Tekst gaat verder onder de foto

Betty de Wit, lid van het bestuur, is blij met het koude weer. “Mensen gaan dan sneller naar een binnenactiviteit”, zegt ze met gedempte stem. “Als het warmer is gaan ze fietsen.” Ze is blij met de kinderworkshops die er zijn. “Ook de roofvogels in de tuin trekken veel bezoekers”, zegt het bestuurslid, dat verwacht dat er meer dan vijfhonderd bezoekers zullen komen. “Maar we weten het pas zondagavond, natuurlijk.” Dan loopt ze even mee langs vitrines met foto’s. “Kinderen van de scholen vinden het prachtig. Zeker ook als ik vertel dat je honderd gulden per week verdiende, niet te verwarren met de euro’s.”

Sigarenmaker Dielis ziet zich genoodzaakt vandaag te stoppen met het sigarenmaken. Door zijn hoge leeftijd gaat hij wat rusten en waaieren bezoekers uit over het museum. De een stelt wat vragen over allerlei machines die staan opgesteld, de ander telt het aantal sigarenmerken dat langs de wand te zien is. “Elisabeth Bas, sigaren uit Boxtel!”, roept een enthousiaste toerist. Om het hoekje staat ook een werktafeltje, waar twee poppen bij zitten, gehuld in kledij van toen. Klompen aan, schort voor en platte pet op.

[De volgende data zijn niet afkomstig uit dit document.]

PR #65, opened 2022-03-01
Add games panel and feed it with ou game entities

atilbian:
- [x] Test Game list component => Not required but i have done one test just to be used as an example
- [x] Test our funcs implemented into data provider ? => Yes because it's the part of our app with the most of specific code but doesn't seems usefull for now as the current data provider is very simple.
- [x] Add deleteMany func in data provider
- [x] Update getList to allow with filtering, ordering and pagination
- [x] Fix batch delete not working

## Demo
demo-games-panel

Related to https://trello.com/c/HSUZcSyK/37-3-as-norbert-i-want-to-be-able-to-see-all-games-and-be-able-to-delete-some

### DIFF
--- a/admin-app/.gitignore
+++ b/admin-app/.gitignore
@@ -1,24 +1,3 @@
-# Logs
-logs
-*.log
-npm-debug.log*
-yarn-debug.log*
-yarn-error.log*
-pnpm-debug.log*
-lerna-debug.log*
-
 node_modules
 dist
 dist-ssr
-*.local
-
-# Editor directories and files
-.vscode/*
-!.vscode/extensions.json
-.idea
-.DS_Store
-*.suo
-*.ntvs*
-*.njsproj
-*.sln
-*.sw?
--- a/admin-app/package.json
+++ b/admin-app/package.json
@@ -5,7 +5,9 @@
   "scripts": {
     "dev": "vite --port 5000 --host",
     "build": "tsc && vite build",
-    "preview": "vite preview"
+    "preview": "vite preview",
+    "test": "jest",
+    "test:watch": "jest --watch"
   },
   "dependencies": {
     "prop-types": "^15.8.1",
@@ -15,9 +17,13 @@
     "react-dom": "^17.0.2"
   },
   "devDependencies": {
+    "@testing-library/react": "^12.1.3",
+    "@types/jest": "^27.4.1",
     "@types/react": "^17.0.33",
     "@types/react-dom": "^17.0.10",
     "@vitejs/plugin-react": "^1.0.7",
+    "jest": "^27.5.1",
+    "ts-jest": "^27.1.3",
     "typescript": "^4.5.4",
     "vite": "^2.8.0"
   }
--- a/admin-app/package.json
+++ b/admin-app/package.json
@@ -11,7 +11,6 @@
   },
   "dependencies": {
     "prop-types": "^15.8.1",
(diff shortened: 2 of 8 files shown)


admin-app/.gitignore
```diff
@@ -0,0 +1,24 @@
...
+pnpm-debug.log*
+lerna-debug.log*
+
+node_modules
+dist
+dist-ssr
+*.local
+
+# Editor directories and files
+.vscode/*
```
fzaninotto: platform-specific stuff, these should not be in the project code

admin-app/package.json
```diff
@@ -0,0 +1,24 @@
...
+  "private": true,
+  "version": "0.0.0",
+  "scripts": {
+    "dev": "vite --port 5000 --host",
+    "build": "tsc && vite build",
+    "preview": "vite preview"
+  },
+  "dependencies": {
+    "prop-types": "^15.8.1",
+    "ra-data-fakerest": "^3.19.10",
```
fzaninotto: use the `^4.0.0-beta.1.0` version, or you'll have compatibility problems

admin-app/src/App.css
```diff
@@ -0,0 +1,42 @@
+.App {
```
fzaninotto: the way to style react-admin apps is via the sx prop, not a global CSS.

https://marmelab.com/blog/2022/02/27/mui-v5-rocks.html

Zestig lokale sigarenmakerijen

“Het imago van sigaren en sigaretten is tegenwoordig niet zo goed. Dat is jammer, want daardoor is het soms wat moeilijker om subsidies los te krijgen. En we willen er zo graag een landelijk museum van maken”, vertelt Betty de Wit. Aan de muur hangt een lijst van meer dan zestig plaatselijke sigarenmakerijen, grote en kleine door elkaar. ‘N.V. Hofnar Sigarenfabrieken’ staat op een enorme foto, waarop honderden werknemers bijeen staan. Het zijn hoofdzakelijk mannen. Iedereen heeft een bloem op het jasje, en manden met bloemen staan op de voorgrond.

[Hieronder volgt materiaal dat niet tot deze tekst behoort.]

Issue #751, opened 2026-09-14
Windows: Control Center tray supervision repeatedly relaunches Codex Router.exe through bursts of visible PowerShell windows


Scrieda:
Summary

On Windows 11 (build 10.0.26200), the Control Center companion repeatedly spawns a
burst of `powershell.exe` processes - each with its own `conhost.exe`, so each one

Het werktafeltje van Dielis staat er korte tijd verlaten bij. In zijn tafeltje ligt de metalen plaat waarop de tabaksbladeren gesneden worden. Het rolmesje ligt er naast. In een glazen potje zit de lijm waarmee hij het dekblad vastplakt. In de sigarenplank liggen de juist-gemaakte sigaren klaar om geperst te worden. Dan komt een bezoeker naar boven die zojuist een echte roofvogel mocht vasthouden. “Ook spectaculair”, zegt een mevrouw tegen hem, “maar het verhaal van de echte sigarenmaker is ook heel erg boeiend.”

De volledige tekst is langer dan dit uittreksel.